Kelima domain dinilai secara tersendiri baru kemudian dijumlahkan menjadi

skor total 0 sampai 100 dimana “0” adalah paling buruk dan “100” adalah

42
paling baik. Menurut Collins et al yang melakukan studi perbandingan pada

berbagai sistem skoring, KOOS dinilai memenuhi kriteria untuk digunakan

sebagai alat penilaian baik untuk kepentingan klinis maupun penelitian.

(Collins, 2011)

2. American Knee Society Score (AKSS / KSS)

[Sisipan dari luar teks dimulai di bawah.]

PR #622, opened 2022-08-05
chore: add appropriate types for onClick of Button & BaseButton

chaitanyadeorukhkar:
Add proper types for onClick of `Button` & `BaseButton`

### DIFF
--- a/packages/blade/src/components/Button/BaseButton/__tests__/BaseButton.web.test.tsx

Diperkenalkan tahun 1989, kuesioner ini bersifat oberver-administered yang

berisi dua komponen yaitu yang pertama adalah penilaian lutut secara klinis

dan yang kedua adalah penilaian fungsional dilihat dari performa pasien

keseluruhan. Tujuan pembagian kedua kompnen adalah untuk membuat

penilaian klinis lutut lebih independen dan tidak terpengaruh oleh penilaian

fungsional yang bisa berubah karena komorbiditas dan usia yang makin

lanjut. Penilaian klinis lutut dilakukan melalui pemeriksaan fisik yang

meliputi: nyeri, stabilitas, dan gerakan sendi. Penilaian fungsional

mengevaluasi kemampuan pasien dalam berjalan serta menaiki dan menuruni

tangga. Studi penilaian AKSS pada tahun 2012 oleh Martimbianco et al

menunjukkan bahwa AKSS adalah alat yang berguna dan reliable untuk

menilai individual dengan OA lutut yang sudah menjalani Opening wedge

HTO.

3. Modified Hospital for Special Surgery Knee Scoring (HSS)

Diperkenalkan pertama kali oleh Dr. Insall pada tahun 1993, skor ini meliputi

penilaian objektif berdasarkan parameter klinis dan fungsional.Terdiri dari

maksimal 100 poin yang menandakan fungsi maksimal dari lutut.